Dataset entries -
PR #161, opened 2020-10-14
Native ingestion and cache warmup performance improvements

Skyld:
### Changed
- Switched from offset based pagination to cursor based in `DoctrineResultCacheWarmerCommand` for better performance.
- Switched from ORM to native queries in `NativeUserIngesterCommand` for better performance.

### Fixed
- Fixed bug in `DoctrineResultCacheWarmerCommand` where lack of order by clause caused wrong pagination with PostgreSQL.

### DIFF
--- a/src/Command/Cache/DoctrineResultCacheWarmerCommand.php
+++ b/src/Command/Cache/DoctrineResultCacheWarmerCommand.php
@@ -204,9 +204,6 @@ class DoctrineResultCacheWarmerCommand extends Command
      */
     protected function execute(InputInterface $input, OutputInterface $output): int
     {
-        $offset = 0;
-        $numberOfWarmedUpCacheEntries = 0;
-
         $this->symfonyStyle->note('Calculating total number of entries to warm up...');
 
         $numberOfTotalUsers = $this->getNumberOfTotalUsers();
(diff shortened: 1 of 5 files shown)


src/Command/Cache/DoctrineResultCacheWarmerCommand.php
```diff
@@ -224,13 +221,17 @@ protected function execute(InputInterface $input, OutputInterface $output): int
...
+        $numberOfWarmedUpCacheEntries = 0;
         do {
             $iterateResult = $this
-                ->getFindAllUsernameQuery($offset)
+                ->getFindAllUsernameQuery($lastUserId)
                 ->iterate();
 
             foreach ($iterateResult as $row) {
-                $this->warmUpResultCacheForUserName(current($row)['username']);
+                $username = current($row)['username'];
```
luisfn, line 232: Are these current() calls really needed?

uncleempty: As I see - they are. But, what I would propose is to move the `curent()` call to an additional variable:
```
$currentRow = current($row)
```
and then just
```
$username = $currentRow['username'];
```

uncleempty (approved):
👍 
Awesome job, man!
p.s
Just a small thingy to change, IMO, but already approved ;)

bugalot (approved):
Sounds good to me, but I only "flew over it". The experiments in production seem to me good, let's make this happen in reality by releasing this.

PROBLEM TO WORK ON - Each entry must be output exactly as it was written.

SOLVED EXERCISE -
PR #161, opened 2020-10-14
Native ingestion and cache warmup performance improvements

Skyld:
### Changed
- Switched from offset based pagination to cursor based in `DoctrineResultCacheWarmerCommand` for better performance.
- Switched from ORM to native queries in `NativeUserIngesterCommand` for better performance.

### Fixed
- Fixed bug in `DoctrineResultCacheWarmerCommand` where lack of order by clause caused wrong pagination with PostgreSQL.

### DIFF
--- a/src/Command/Cache/DoctrineResultCacheWarmerCommand.php
+++ b/src/Command/Cache/DoctrineResultCacheWarmerCommand.php
@@ -204,9 +204,6 @@ class DoctrineResultCacheWarmerCommand extends Command
      */
     protected function execute(InputInterface $input, OutputInterface $output): int
     {
-        $offset = 0;
-        $numberOfWarmedUpCacheEntries = 0;
-
         $this->symfonyStyle->note('Calculating total number of entries to warm up...');
 
         $numberOfTotalUsers = $this->getNumberOfTotalUsers();
(diff shortened: 1 of 5 files shown)


src/Command/Cache/DoctrineResultCacheWarmerCommand.php
```diff
@@ -224,13 +221,17 @@ protected function execute(InputInterface $input, OutputInterface $output): int
...
+        $numberOfWarmedUpCacheEntries = 0;
         do {
             $iterateResult = $this
-                ->getFindAllUsernameQuery($offset)
+                ->getFindAllUsernameQuery($lastUserId)
                 ->iterate();
 
             foreach ($iterateResult as $row) {
-                $this->warmUpResultCacheForUserName(current($row)['username']);
+                $username = current($row)['username'];
```
luisfn, line 232: Are these current() calls really needed?

uncleempty: As I see - they are. But, what I would propose is to move the `curent()` call to an additional variable:
```
$currentRow = current($row)
```
and then just
```
$username = $currentRow['username'];
```

uncleempty (approved):
👍 
Awesome job, man!
p.s
Just a small thingy to change, IMO, but already approved ;)

bugalot (approved):
Sounds good to me, but I only "flew over it". The experiments in production seem to me good, let's make this happen in reality by releasing this.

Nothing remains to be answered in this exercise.